Police misconduct is an equally troubling problem that has little to do with a few “bad cops.” The problem is pervasive and systemic. Due to a lack of effective training, police officers use excessive force. Due to quota requirements and the desire for revenue, citizens’ pocketbooks are attacked. The judicial system has done nothing but encourage this behavior. In Ferguson, Missouri, Officer Darren Wilson was not even indicted (although this was potentially due to the prosecutor’s incompetence) for killing Michael Brown. In nearby Pasadena Hills, Missouri, citizens have been hammered by excessive fees for failing to comply with a new parking permit law. Unfortunately, as John Oliver eloquently explained a few weeks ago, this is an extremely common practice around the country.
While changes to revenue -ollecting practices will likely require judicial action, reform of poor training practices might come from the local level. Detective Cherry, who worked for the NYPD/FBI Joint Terrorism Task Force, has been suspended, but his ultimate fate has yet to be determined. Hopefully, the NYPD will hold him accountable for the injustice he showed the Uber driver.
There is some evidence that local departments around the country can learn from the public outcry and change their policies. In South Carolina, the North Charleston Police Department is instituting changes after Walter Scott, an unarmed black man, was shot in the back seven times and killed by Officer Michael Thomas Slager as he ran away from him.

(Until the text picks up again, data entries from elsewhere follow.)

PR #11365, opened 2015-08-07
Remove leading underscores on protected fields.

Tithugues:
Rename fields with pMA standards.

### DIFF
--- a/libraries/controllers/StructureController.class.php
+++ b/libraries/controllers/StructureController.class.php
@@ -42,73 +42,73 @@ class StructureController extends Controller
     /**
      * @var string  Indicate the db_structure or tbl_structure
      */
-    protected $_type;
+    protected $type;
 
     /**
      * @var string  The database name
      */
-    protected $_db;
+    protected $db;
 
     /**
      * @var string  The table name
      */
-    protected $_table;
+    protected $table;
 
     /**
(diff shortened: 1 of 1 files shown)


D-storm:
I am not sure whether we should remove leading underscores from protected fields as they are good indicators that field is not public and a standard naming convention.

Tithugues:
Le ven. 7 août 2015 à 19:28, Chirayu Chiripal <notifications@github.com> a
écrit :

I am not sure whether we should remove leading underscores from protected
fields as they are good indicators that field is not public and a standard
naming convention.

—
Reply to this email directly or view it on
<https://github.com/phpmyadmin/phpmyadmin/pull/11365#issuecomment-128772813>
GitHub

Among other changes, the North Charleston police department will begin requiring the use of body cameras for its officers.
Walter Scott’s death should not have been necessary to spur change in the North Charleston Police Department, but the department’s response is more encouraging than those in Ferguson, Missouri and other cities around the country.
To mend the relationship between police and citizens, the police must treat all people with respect and common decency in accordance with the law. They must protect and serve civilians instead of senselessly attacking them as if they were the enemy. As it stands now, police demand nothing other than fear. They have created a relationship with civilians that must be met with protest.